Office TPM and its Benefits
- Involvement of all people in support functions for focusing on better plant performance;
- Better utilized work area;
- Reduce repetitive work;
- Reduced inventory levels in all parts of the supply chain;
- Reduced administrative costs;
- Reduced inventory carrying cost;
- Reduction in number of files;
- Reduction of overhead costs (to include cost of non-production/non-capital equipment);
- Productivity of people in support functions;
- Reduction in breakdown of office equipment;
- Reduction of customer complaints due to logistics;
- Reduction in expenses due to emergency dispatches/purchases;
- Reduced manpower; and
- Clean and pleasant work environment.
PILLAR 8—SAFETY, HEALTH AND ENVIRONMENT
- Zero accident,
- Zero health damage, and
- Zero fires.
In this area focus is on to create a safe workplace and a surrounding area that is not damaged by our process or procedures. This pillar will play an active role in each of the other pillars on a regular basis.

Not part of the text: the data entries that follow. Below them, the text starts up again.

PR #1806, opened 2024-11-26
[config] Remove simpleini as submodule

Peguen:
### Description
Submodule and simpleini dependencies removed.
ecaltime plugin switched to using yaml.


doc/rst/conf.py
```diff
@@ -92,7 +92,7 @@
 # extensions coming with Sphinx (named 'sphinx.ext.*') or your custom
 # ones.
 extensions = [
-    'sphinx_book_theme',
```
KerstinKeller, line 95: @Peguen why did you remove this line? It seems unrelated.

PR #1816, opened 2024-11-27
[submodules] Updated HDF5 to 1.14.3

FlorianReimold:
Updated HDF5 to ~1.14.5~ 1.14.3


FlorianReimold:
The issue is probably not eCAL, but HDF5 1.14.5 itself, which recently broke UTF8 / Unicode support on Windows: https://github.com/HDFGroup/hdf5/issues/5037

So I suggest we downgrade HDF5 again to some non-affected version, until this is resolved.

Peguen (approved):

PR #1831, opened 2024-12-02
[Logging] Introducing Provider/Receiver pattern for logging

Peguen:
### Description
Split of the ecal logging mechanism into a provider and receiver class. Receiver class is an UDP receiver for all log messages. The receiving can be enabled/disabled by config. Additionally, it must be stated explicitly that the receiving component needs to be initialized when eCAL::Initialize(...) is called. Receiving is by default disabled.

Tests and apps adapted towards this logic.


ecal/core/src/ecal_global_accessors.h
```diff
@@ -66,7 +71,8 @@ namespace eCAL
 
   // Declaration of getter functions for globally accessible variable instances
   CGlobals*               g_globals();
-  CLog*                   g_log();
+  Logging::CLogReceiver*  g_log_receiver();
```
KerstinKeller, line 74: Should we make clear from the naming, that this receiver receives only UDP log traffic? (We don't read log files or anything...)

ecal/core/src/ecal_globals.cpp
```diff
@@ -190,9 +190,15 @@ namespace eCAL
     /////////////////////
     if ((components_ & Init::Logging) != 0u)
```
KerstinKeller, line 191: I think it makes sense here now to differentiate Logging and receiving UDP logging traffic. Logging itself should probably be initialized by default, whereas receiving should be off. (Only e.g. monitor applications should activate it).

ecal/core/src/logging/config/attributes/ecal_log_provider_attributes.h
```diff
@@ -0,0 +1,76 @@
...
+      bool        broadcast;
+      bool        loopback;
+      int         sndbuf;
+    };
+
+    struct SProviderAttributes
+    {
+      SProviderUDP           udp;
+      SFile                  file;
+      SConsole               console;
```
KerstinKeller, line 64: Now the naming feels akward. Either all three should be called `SProviderXXX` or none should be. Maybe the structs could be defined within this class, then it's clear that they are all provider attributes and just called `SUDP`, `SFile`, ...

ecal/core/src/logging/config/attributes/ecal_log_receiver_attributes.h
```diff
@@ -0,0 +1,60 @@
...
+      bool        broadcast;
+      bool        loopback;
+      int         rcvbuf;
+    };
+
+    struct SReceiverAttributes
+    {
+      SReceiverUDP           udp;
+
+      SUDPReceiver           udp_receiver;
```
KerstinKeller, line 50: What's the difference between `SReceiverUDP` and `SUDPReceiver`. It feels a bit strange and they both have the `port` attribute.

ecal/core/src/config/builder/logging_attribute_builder.cpp
```diff
@@ -6,9 +6,9 @@ namespace eCAL
 {
   namespace Logging
   {
-    SAttributes BuildLoggingAttributes(const Logging::Configuration& log_config_, const Registration::Configuration& reg_config_, const TransportLayer::Configuration& tl_config_)
+    SProviderAttributes BuildLoggingProviderAttributes(const Logging::Configuration& log_config_, const Registration::Configuration& reg_config_, const TransportLayer::Configuration& tl_config_)
```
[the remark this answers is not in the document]
Peguen: Included in header

ecal/core/include/ecal/config/logging.h
```diff
@@ -69,6 +69,7 @@ namespace eCAL
           bool                enable         { true };               //!< Enable UDP logging (Default: false)
           unsigned int        port           { 14001 };              //!< UDP port number (Default: 14001)
           eCAL_Logging_Filter filter_log_udp { log_filter_default }; //!< Log messages logged via udp network (Default: info, warning, error, fatal)
+          bool                receive        { false };              //!< Enable receiving udp log messages (Default: false)
```
KerstinKeller, line 72: This is the configuration for a UDP File logging sink. Doesn't it make more sense to have a eCAL::Logging::UDPReceiver::Configuration object, where you also provide the port?
And maybe an `enabled` flag which defaults to false.

Or what other information do you need to create a UDP Logging Receiver?

ecal/core/src/config/builder/logging_attribute_builder.cpp
```diff
@@ -6,19 +6,17 @@ namespace eCAL
...
     {
-      SAttributes attributes;
+      SProviderAttributes attributes;
 
-      attributes.network_enabled    = reg_config_.network_enabled;
```
KerstinKeller, line 13: you mentioned something about failing tests. could this also be a reason?

ecal/core/src/logging/config/attributes/ecal_log_provider_attributes.h
```diff
@@ -0,0 +1,74 @@
...
+      struct SUDP
+      {
+        bool                enabled;
+        eCAL_Logging_Filter filter_log;
+      };
+
+      struct SFile
+      {
+        bool                enabled;
+        std::string         path;
```
KerstinKeller, line 41: The path configures the File Sink. Adress, port etc configures the UDP Sink.
However you treat the attributes differently for the different sink types.

If you want to be consistent between for the configurations you could do something like:
```
struct SSink
{
  bool enabled;
  eCAL_Logging_Filter filter_log;
}
```
So to group the common attributes together, and separate the sink specific ones.

ecal/core/src/logging/config/attributes/ecal_log_receiver_attributes.h
```diff
@@ -0,0 +1,49 @@
...
+{
+  namespace Logging
+  {
+    struct SReceiverAttributes
+    {
+      struct SUDPReceiver
+      {
+        std::string address;
+        int         port;
+        bool        broadcast;
```
KerstinKeller, line 36: Does a receiver need a broadcast argument? I thought it's only relevant for sending infos.

KerstinKeller (commented):
I think the PR is in a good state. The only thing that I would change is the Config Object.
It feels wrong that the UDP sink has the property `receive`, I think I would rather split it.

The internal handling could possibly be changed later, also.

ecal/core/src/logging/config/attributes/ecal_log_receiver_attributes.h
Peguen: This is because of the eCAL::UDP::SReceiverAttr in io/udp/ , it expects a value also the broadcast value.

ecal/core/src/config/builder/logging_attribute_builder.cpp
Peguen: Ah no, this was a different reason. There was a type error in the yaml generation, fixed in the commit bcf6d54

ecal/core/include/ecal/config/logging.h
```diff
@@ -41,42 +41,49 @@ namespace eCAL
...
-        Console::Configuration console;
-        File::Configuration    file;
-        UDP::Configuration     udp;
+        Sink                console { true,  log_level_error | log_level_fatal}; //!< default: true, log_level_error
+        Sink                file    { false, log_level_none };                   //!< default: false, log_level_none
+        Sink                udp     { true,  log_filter_default };               //!< default: true, log_filter_default
+        
+        File::Configuration file_config;
+        UDP::Configuration  udp_config;
+
```
KerstinKeller, line 86: Looks very clean like this!

ecal/core/include/ecal/ecal_init.h
```diff
@@ -28,12 +28,12 @@ namespace eCAL
...
-    static const unsigned int Service    =    0x004;
-    static const unsigned int Monitoring =    0x008;
-    static const unsigned int Logging    =    0x010;
-    static const unsigned int TimeSync   =    0x020;
+    static const unsigned int Publisher     =    0x001;
+    static const unsigned int Subscriber    =    0x002;
+    static const unsigned int Service       =    0x004;
+    static const unsigned int Monitoring    =    0x008;
+    static const unsigned int Logging       =    0x010;
+    static const unsigned int TimeSync      =    0x020;
```
KerstinKeller, line 36: you could realign, so you don't get any changes in this file

ecal/core/src/config/configuration_to_yaml.h
```diff
@@ -298,19 +298,19 @@ namespace YAML
...
   */
   template<>
-  struct convert<eCAL::Logging::Sinks::UDP::Configuration>
+  struct convert<eCAL::Logging::Sinks::UDP::ReceiverConfiguration>
   {
-    static Node encode(const eCAL::Logging::Sinks::UDP::Configuration& config_);
+    static Node encode(const eCAL::Logging::Sinks::UDP::ReceiverConfiguration& config_);
 
-    static bool decode(const Node& node_, eCAL::Logging::Sinks::UDP::Configuration& config_);
+    static bool decode(const Node& node_, eCAL::Logging::Sinks::UDP::ReceiverConfiguration& config_);
```
KerstinKeller, line 305: It feels a bit strange that `ReceiverConfiguration` is in the `Sinks` namespace.
Does `eCAL::Logging::Receiver::UDP::Configuration` make more sense?

KerstinKeller (commented):
I just have a very few minor remarks, but I guess then finally ready to be merged 😄

KerstinKeller (approved):

Issue #1832, opened 2024-12-03
eCAL 6 API Review


KerstinKeller:
### Context

We need to review API for eCAL 6.

### Proposal

ecal_util.h
Remove:
- [ ] EnableLoopback (set by Config)
- [ ] PubShareType (set by Config)
- [ ] PubShareDescription  (set by Config)
- [ ] SplitCombinedTopicType
- [ ] CombinedTopicEncodingAndType

DownerCase:
> STopicId -> ID part should probably be private (e.g. not accessible by user)

Could we keep at least the `entity_id` part available? It's useful, for example, to have a registration callback save the entity ID and later use that ID to find the correct publisher/subscriber from the result of `GetMonitoring`. Basically, some way to uniquely identify eCAL entities is useful. (This applies to the server/clients too)

KerstinKeller:
Yes, the id should be there, and we would support e.g. comparing for equality, but I'd like to keep the actual ID private, as it's only a pseudo random number and has no meaning to the user.

DownerCase:
> Yes, the id should be there, and we would support e.g. comparing for equality, but I'd like to keep the actual ID private, as it's only a pseudo random number and has no meaning to the user.

Sounds perfect, thanks.

KerstinKeller:
eCAL 6 C++ API is now frozen until the eCAL 6 release.

PR #1834, opened 2024-12-04
[core] Remove PubShareType / PubShareDescription (set via publisher c…

KerstinKeller:
…onfiguration).

See #1832


rex-schilasky (approved):
LGTM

A committee is constituted for this pillar, which comprises representative of officers as well as workers. The committee is headed by senior vice President (Technical). Utmost importance to safety is given in the plant. Manager (safety) is looking after functions related to safety. To create awareness among employees various competitions like safety slogans, quiz, drama, posters, etc. related to safety can be organized at regular intervals.
Today, with competition in industry at an all time high, TPM may be the only thing that stands between success and total failure for some companies. It has been proven to be a program that works. It can be adapted to work not only in industrial plants, but also in construction, building maintenance, transportation, and in a variety of other situations. Employees must be educated and convinced that TPM is not just another ‘program of the month’ and that management is totally committed to the program and the extended time frame necessary for full implementation. If everyone involved in a TPM program does his or her part, an unusually high rate of return compared to resources invested may be expected.